» Work order: From the listing below, retype exactly the line holding "PR #11070, opened 2024-11-07", the line holding "### Description", and the lines between them; skip everything else.

Top of Data provided

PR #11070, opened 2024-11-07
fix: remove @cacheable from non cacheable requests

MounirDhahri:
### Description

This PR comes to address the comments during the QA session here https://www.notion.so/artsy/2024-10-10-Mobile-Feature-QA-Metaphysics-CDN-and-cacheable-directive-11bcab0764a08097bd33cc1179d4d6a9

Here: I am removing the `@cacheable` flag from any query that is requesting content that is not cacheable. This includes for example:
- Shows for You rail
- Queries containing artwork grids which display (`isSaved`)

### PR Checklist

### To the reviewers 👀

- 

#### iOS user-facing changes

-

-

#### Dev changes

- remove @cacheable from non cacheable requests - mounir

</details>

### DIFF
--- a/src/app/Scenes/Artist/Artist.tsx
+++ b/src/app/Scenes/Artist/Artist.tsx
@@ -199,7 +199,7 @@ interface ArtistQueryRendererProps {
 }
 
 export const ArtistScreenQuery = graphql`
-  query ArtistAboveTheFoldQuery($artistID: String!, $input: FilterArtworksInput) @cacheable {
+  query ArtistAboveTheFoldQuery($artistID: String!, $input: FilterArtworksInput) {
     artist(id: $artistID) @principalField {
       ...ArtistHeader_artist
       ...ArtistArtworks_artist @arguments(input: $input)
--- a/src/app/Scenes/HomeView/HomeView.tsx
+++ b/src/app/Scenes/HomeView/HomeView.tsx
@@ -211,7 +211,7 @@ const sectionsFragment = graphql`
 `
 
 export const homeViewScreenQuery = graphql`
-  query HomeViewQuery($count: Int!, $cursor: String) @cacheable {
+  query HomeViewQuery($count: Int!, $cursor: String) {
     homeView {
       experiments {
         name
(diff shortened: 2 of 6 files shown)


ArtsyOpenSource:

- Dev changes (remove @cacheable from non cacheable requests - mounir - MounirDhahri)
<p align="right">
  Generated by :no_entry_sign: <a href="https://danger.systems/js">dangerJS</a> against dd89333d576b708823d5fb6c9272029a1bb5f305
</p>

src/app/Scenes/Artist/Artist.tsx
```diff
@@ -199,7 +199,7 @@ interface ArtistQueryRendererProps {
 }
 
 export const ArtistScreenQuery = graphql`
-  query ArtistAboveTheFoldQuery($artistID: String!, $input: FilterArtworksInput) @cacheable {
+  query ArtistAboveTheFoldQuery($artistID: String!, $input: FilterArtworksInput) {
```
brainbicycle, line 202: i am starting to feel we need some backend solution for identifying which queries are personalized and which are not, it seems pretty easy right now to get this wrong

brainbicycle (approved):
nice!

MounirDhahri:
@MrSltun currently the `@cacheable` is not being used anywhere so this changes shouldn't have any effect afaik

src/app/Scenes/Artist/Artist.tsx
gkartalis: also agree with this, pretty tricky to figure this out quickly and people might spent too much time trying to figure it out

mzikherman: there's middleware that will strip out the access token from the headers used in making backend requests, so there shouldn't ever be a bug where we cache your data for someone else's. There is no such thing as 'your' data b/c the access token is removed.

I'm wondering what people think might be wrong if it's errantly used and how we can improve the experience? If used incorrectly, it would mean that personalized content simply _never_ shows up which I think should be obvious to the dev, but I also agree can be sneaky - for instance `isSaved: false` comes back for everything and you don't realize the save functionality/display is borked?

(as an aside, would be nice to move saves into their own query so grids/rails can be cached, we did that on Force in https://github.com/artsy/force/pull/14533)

Bottom of Data provided
Top of Data provided

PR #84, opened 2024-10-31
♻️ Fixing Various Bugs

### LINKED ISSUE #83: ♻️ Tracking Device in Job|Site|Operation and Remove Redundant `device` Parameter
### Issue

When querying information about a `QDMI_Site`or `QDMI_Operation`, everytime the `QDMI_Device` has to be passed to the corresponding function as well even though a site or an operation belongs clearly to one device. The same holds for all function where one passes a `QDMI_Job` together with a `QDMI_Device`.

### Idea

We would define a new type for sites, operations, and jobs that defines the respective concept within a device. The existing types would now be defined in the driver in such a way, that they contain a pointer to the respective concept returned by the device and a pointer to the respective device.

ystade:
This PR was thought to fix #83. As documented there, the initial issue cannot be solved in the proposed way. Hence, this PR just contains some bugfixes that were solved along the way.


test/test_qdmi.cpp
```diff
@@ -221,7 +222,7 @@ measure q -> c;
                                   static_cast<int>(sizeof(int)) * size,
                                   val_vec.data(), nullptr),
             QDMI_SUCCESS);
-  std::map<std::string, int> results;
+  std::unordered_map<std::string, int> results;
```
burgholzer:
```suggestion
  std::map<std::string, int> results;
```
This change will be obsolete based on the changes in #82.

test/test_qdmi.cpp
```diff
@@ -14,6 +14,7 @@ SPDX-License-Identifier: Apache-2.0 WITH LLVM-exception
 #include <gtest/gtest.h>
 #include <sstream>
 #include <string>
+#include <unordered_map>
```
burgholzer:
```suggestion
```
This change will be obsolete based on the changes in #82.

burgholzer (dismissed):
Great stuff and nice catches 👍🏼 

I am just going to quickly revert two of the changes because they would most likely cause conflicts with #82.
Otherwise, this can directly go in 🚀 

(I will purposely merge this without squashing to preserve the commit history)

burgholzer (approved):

Bottom of Data provided

» Problem solution:
PR #11070, opened 2024-11-07
fix: remove @cacheable from non cacheable requests

MounirDhahri:
### Description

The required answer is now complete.